In slight contrast, the rate of one or more treatment-emergent adverse events among patients with PPF was highest in the 30 mg group (82.5%), followed by the placebo group (78%) and the 60 mg group (66.7%).
Researchers reported nine total deaths due to treatment-related adverse events in the IPF treatment groups — two in the placebo group, three in the 30 mg group and four in the 60 mg group. In the PPF analysis, none of the patients in either of the admilparant groups died, whereas three patients from the placebo group died.

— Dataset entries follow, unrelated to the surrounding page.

PR #18, opened 2021-04-12
Update nodes visualization in the webapp

arbulu89:
Implement some new transition to show the nodes information. This is just a new iteration to show how the node visualization could work. It doesn't have any filtering by now (this will come later). I assume that almost the whole frontend will be refactored in the future using some other JS tools anyway. For this reason, I didn't spend much type with the styling. The idea is just to have an initial code to start working with the future grouping and filtering.

- Show the nodes as a list
- Show the checks of these nodes
- Show the HA checks for these nodes

Styles following EOS design: 
https://suse.eosdesignsystem.com/tables

Some pics:
image
image
image
image


stefanotorresi (commented):
Good stuff, Xabi.

I guess that the grouping in Environments, Landscapes, Systems, Clusters, and Hosts will come later?

Also bear in bind that so far we didn't expose Consul's `datacenter` field explicitly, but we rather used that field to identify the root "Environment" entity, which is the outmost layer in the SAP specific domain.

If you decide to expose the datacenter separation explicitly, then we need something to identify the SAP environments as well.

arbulu89:
> Good stuff, Xabi.
> 
> I guess that the grouping in Environments, Landscapes, Systems, Clusters, and Hosts will come later?
> 
Yes, the filtering comes just in the next step.

> Also bear in bind that so far we didn't expose Consul's `datacenter` field explicitly, but we rather used that field to identify the root "Environment" entity, which is the outmost layer in the SAP specific domain.
> 
> If you decide to expose the datacenter separation explicitly, then we need something to identify the SAP environments as well.

I just printed the `datacenter` because it was already there. We can give the purpose we want. If we understand the `datacenter` as the SAP `Environment` we will need to have multiple `datacenters` by default, which I don't really like. I think the SAP environment must have other meaning. We will need to discuss these things next

stefanotorresi:
> If we understand the `datacenter` as the SAP `Environment` we will need to have multiple `datacenters` by default, which I don't really like. I think the SAP environment must have other meaning.

Fair enough! Let's keep these concepts separate then.

diegoakechi:
@arbulu89 @stefanotorresi I would suggest that the datacenter really represents the datacenter =P. It is common to have metro clusters, where nodes are hosted on two different data-centers or regions for CSP, so this can be also an relevant tag/group

diegoakechi:
@arbulu89  in general looks going on the right direction. To make the visualization cleaner, I would suppress the output of command and remediation columns as they are more verbose, and only present that via clicking to expand, for example, so the user can focus first on what is failed, for example. Also, for passed checks, the remediation text does not make much sense to be presented. 

None of these improvements are needed, for now, just wanted to have it registered.

dirkmueller:
Changes look good to me. I do wonder if we want to do an /environments/:name path (e.g. is :name the uuid? can these names change?) . anyway this can also be adjusted later.

arbulu89:
> Changes look good to me. I do wonder if we want to do an /environments/:name path (e.g. is :name the uuid? can these names change?) . anyway this can also be adjusted later.

Consul api uses the name, that's why I used it. The `name` must be unique in the datacenter. Each node has an unique ID too, but it makes difficult to handle the queries.
https://www.consul.io/api-docs/health#list-checks-for-node
https://www.consul.io/api-docs/catalog#retrieve-map-of-services-for-a-node

dirkmueller:
@arbulu89 I see. okay.

dirkmueller (dismissed):

stefanotorresi (approved):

According to the study, the most frequent treatment-emergent adverse event in each of the treatment groups in both the IPF and PPF analyses was diarrhea. When divided into patients using vs. not using background antifibrotics, researchers found a higher proportion of patients on background antifibrotics experiencing this event in the IPF analysis (using vs. not using antifibrotics: 30 mg, 13% vs. 7%; 60 mg, 13% vs. 7%; placebo, 16% vs. 3%) and the PPF analysis (30 mg, 13% vs. 16%; 60 mg, 13% vs. 4%; placebo, 40% vs. 0%).
In terms of blood pressure, researchers reported larger transient drops among patients receiving admilparant vs. placebo following dosing on day 1.
“These findings support further evaluation of admilparant as a therapeutic option for patients with IPF and PPF in phase 3 trials,” Corte and colleagues wrote.